What Has Changed Since the 2020 Bill?

Some of the biggest changes since the 2020 Bill are summarized below.

  • Powers for the Commissioner – The Commissioner will have the ability to recommend improvements to an organization’s privacy management program, in addition to the other powers included in the 2020 Bill that remain largely unchanged. As mentioned above, the enforcement regime appears to remain as it was in the 2020 Bill, including with respect to high fines.
  • Legitimate Interest – Further aligning with the GDPR, CPPA contains a concept of “legitimate interest” that permits the collection and use of personal information without consent in limited circumstances and subject to certain requirements, including what appears to be a privacy impact assessment requirement prior to relying on this exception to the consent principle.
  • Appropriate Manner – CPPA now provides that organizations may collect, use or disclose personal information “only in a manner… that a reasonable person would consider appropriate in the circumstances, whether or not consent is required under this Act”. This is a new concept that seems intended to call into question certain behaviours (such as “dark patterns”) that may mislead individuals even if the purposes set out in a consent or privacy policy are reasonable in scope. This new provision could prohibit unreasonable use or disclosure of personal information even if it is connected to a reasonable purpose.
  • AI Focus – While AI was a minor focus of the first CPPA in the context of rules around automated decision systems, it will now have its own legislation: the Artificial Intelligence and Data Act. AIDA applies to “artificial intelligence systems” with more profound requirements for “high-impact systems” (a term that is defined with reference to regulations that are not yet published). AIDA addresses the risks of harm (physical and psychological damage, damage to property and economic loss) and ”biased output”. It requires that organizations using high-impact systems adopt measures to identify, assess and mitigate the risks of harm or biased output, and also to monitor compliance with the mitigating measures. Contraventions of the key provisions of AIDA can lead to fines of up to $10 million or 3% of an organization’s annual gross global revenues, whichever is greater. Additionally, CPPA still includes provisions addressing automated decision systems (with some changes since the 2020 Bill).
  • Protection of Minors – CPPA contains provisions that impose higher thresholds for the processing of personal information of minors (without defining “minor”), including deeming all personal information of minors to be sensitive information (though “sensitive information” is also not defined). Minors are also able to personally exercise their CPPA rights (so long as they are “capable of doing so”).
  • Service Providers – Subtle changes to CPPA now call for organizations to ensure service providers provide an “equivalent” level of protection. The perception that this might be a stronger or less flexible standard could lead to issues in service provider negotiations in the future.
  • Anonymization We had critiqued the confusing provisions around de-identification in the 2020 Bill and the Government seems to have considered changes, including a new definition of “anonymize” and an altered definition of “de-identify”. The CPPA now specifically does not apply to personal information that has been anonymized.

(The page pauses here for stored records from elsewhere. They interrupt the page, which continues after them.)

PR #8947, opened 2023-05-22
Remove bluebird

kewitz:
Resolves https://github.com/opencollective/opencollective/issues/6764


server/lib/cache/redis.js
```diff
@@ -1,22 +1,20 @@
-import Promise from 'bluebird';
 import debug from 'debug';
 import redis from 'redis';
 
-const asyncRedis = Promise.promisifyAll(redis);
```
znarf, line 5: We're still using Redis 3, which doesn't seem to be async by default:
https://github.com/redis/node-redis/blob/master/docs/v3-to-v4.md

kewitz:
Rebased on top of https://github.com/opencollective/opencollective-api/pull/8965

PR #8951, opened 2023-05-23
Draft: Create Collective Order Stats materialized view

kewitz:
Resolves https://github.com/opencollective/opencollective/issues/6737


cron/hourly/50-refresh-materialized-views.js
Betree, line 1: Good call to consolidate in a single file

migrations/20230523170000-create-collective-orders-stats.js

What Organizations Should Do Now

  • Stay Aware of Changes – We will be publishing posts explaining the 2022 Bill in-depth and sharing updated about coming-into-force. Please consider subscribing using the information below.
  • Prepare for the Changes – There is a substantial list of new obligations, including with respect to privacy notices, policies and procedures, record retention, and accommodating individual rights. Organizations should plan for a significant compliance effort, though that effort may be less significant for organizations that already comply with other high standards, such as the GDPR or Quebec’s Bill 64.
  • Prepare for Consultations – Organizations should be considering the impact the legislation will have on them and, if appropriate, the value of advocating for improvements and clarifications.